O Custo da Mercadoria Vendida, CMV na Gastronomia.



O Custo da Mercadoria Vendida (CMV) na Gastronomia

O Custo da Mercadoria Vendida (CMV) na Gastronomia

Por Vanderlei Becker Gastronomia Em Foco


Sou especialista em CMV, então vamos falar sobre o assunto

O Custo da Mercadoria Vendida (CMV) é um dos aspectos mais críticos na gestão de restaurantes e estabelecimentos gastronômicos. Ele representa o valor total dos insumos (ingredientes e matérias-primas) utilizados para preparar os pratos vendidos.

Com uma vasta experiência eu consigo dominar essa área para manter um controle eficiente do CMV, garantindo uma margem saudável no final do mês. Somente com a experiência que conseguimos dominar o CMV.


Como chefs experientes gerenciam o CMV?

• Controle de Estoque

Chefs experientes sabem que um estoque bem organizado é essencial. Eles mantêm registros detalhados dos ingredientes disponíveis, evitando desperdícios e compras desnecessárias.

A rotatividade dos produtos também é monitorada para evitar que itens fiquem obsoletos.

• Planejamento de Compras

Antes de fazer qualquer compra, o chef analisa o cardápio e prevê a demanda de cada prato. Com base nessa previsão, ele elabora uma lista de compras, priorizando os itens essenciais.

• Cotações de Insumos

Temos que estar sempre atentos às flutuações de preços dos insumos e comparar fornecedores buscando as melhores cotações. Negociar com fornecedores é uma habilidade fundamental para garantir preços competitivos.


Tudo começa no cardápio

O cardápio é o coração de qualquer restaurante. É nele que o chef define os pratos, ingredientes e técnicas culinárias. Um cardápio bem estruturado é a base para um CMV eficiente.

Eu devo considerar:

  • Variedade: Não é sobre cardápio grande, e sim inteligente. Usar os mesmos insumos em diferentes pratos otimiza custos.
  • Sazonalidade: Ingredientes da estação são mais econômicos e sustentáveis.
  • Padronização: Receitas padronizadas facilitam o controle do CMV.

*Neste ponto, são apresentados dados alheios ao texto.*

PR #3182, opened 2021-08-25
Revert "libct/devices: change devices.Type to be a string"

### LINKED ISSUE #3179: Unable to load containers after devices.Type change
Just found this today:

[root@kir-rhat runc-tst]# ../runc/runc list
load container cc6: json: cannot unmarshal number into Go struct field Device.config.devices.type of type devices.Type

@thaJeztah not sure if there's a way to work around that -- if not, we may need to revert  https://github.com/opencontainers/runc/pull/3159

cyphar:
This reverts commit 814f3ae1d93d35280eefd359be73f473519e7036. This
changed the on-disk state which breaks runc when it has to operate on
containers started with an older runc version. Working around this is
far more complicated than just reverting it.

Fixes #3179
Ref #3159

### DIFF
--- a/libcontainer/cgroups/devices/devices_emulator.go
+++ b/libcontainer/cgroups/devices/devices_emulator.go
@@ -89,7 +89,7 @@ func parseLine(line string) (*deviceRule, error) {
 
 	var (
 		rule  deviceRule
-		node  = devices.Type(fields[0])
+		node  = fields[0]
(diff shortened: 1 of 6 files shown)


AkihiroSuda (approved):

thaJeztah (approved):
LGTM 😢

Ficha Técnica / Controle de CMV (Modelo Resumido)

Exemplo de composição de prato com insumos, quantidades e custos.

Ingrediente Qtd Unidade Valor Unit. Custo Parcial
Filé Mignon 220 g R$ 79,00/kg R$ 17,38
Arbóreo 100 g R$ 16,50/kg R$ 1,65
Queijo Parmesão 30 g R$ 60,00/kg R$ 1,80
Nata 30 g R$ 18,00/kg R$ 0,54
Funghi Secchi 40 g R$ 80,00/kg R$ 3,20
Manteiga 20 g R$ 30,00/kg R$ 0,60
CUSTO TOTAL DO PRATO R$ 25,17

Almoxarifado do hotel: a arte da excelência em estoque

No coração de cada hotel de sucesso está o almoxarifado — uma engrenagem essencial que mantém a cozinha funcionando sem problemas.

Aqui, os chefs de cozinha desempenham um papel crucial, não apenas criando pratos, mas também alinhando o estoque com precisão. Eles trabalham lado a lado com os almoxarifes, especialistas em gerir recursos com eficiência.

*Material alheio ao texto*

PR #3185, opened 2021-08-27
Add go:build tags

kolyshkin:
1. *: rm redundant linux build tag
    
    For files that end with _linux.go or _linux_test.go, there is no need to
    specify linux build tag, as it is assumed from the file name.
    
    In addition, rename libcontainer/notify_linux_v2.go -> libcontainer/notify_v2_linux.go
    for the file name to make sense.
    
2. Rm build tags from some packages

    The `linux` build tag to main pkg was added by commit 5aa82c9
    back in the day when we thought
    runc is going to be cross-platform. It's very clear now it's Linux-only
    package. 

   Also, there are some packages that can't currently be compiled on
   non-linux anyway. Remove linux build tag (and _unsupported.go files)
   from those as well.

    While at it, further clarify it in README that we're Linux only.

3. *: add go-1.17+ go:build tags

O almoxarife é o maestro do armazenamento, responsável por garantir qualidade, quantidade e padrão dos produtos.

Para manter esse padrão, o processo de cotação é vital: no mínimo três fornecedores, ideal entre cinco e sete. Isso garante competitividade e qualidade sem comprometer o resultado final.

Na hierarquia do hotel, o almoxarife opera sob a supervisão do chef de cozinha. Essa parceria garante fluxo impecável entre recebimento e uso dos produtos, evitando desperdícios e maximizando eficiência.


Conclusão

Experiência e conhecimento podem impactar positivamente o CMV. Uma abordagem cuidadosa desde o cardápio até o estoque resulta em uma operação eficiente e lucrativa.

Aqui cada centavo vale.

Em um próximo post, vamos falar sobre CI (Consumo Interno) de hotéis e restaurantes. Essa abordagem será direcionada a gestores e donos de estabelecimentos.

Sempre fui muito chato e profissional para assegurar que o CI seja usado de forma consciente. Cada centavo é importante.

Então… bora focar no custo.


Chef Vanderlei Becker
CMV: É uma das minhas especialidades.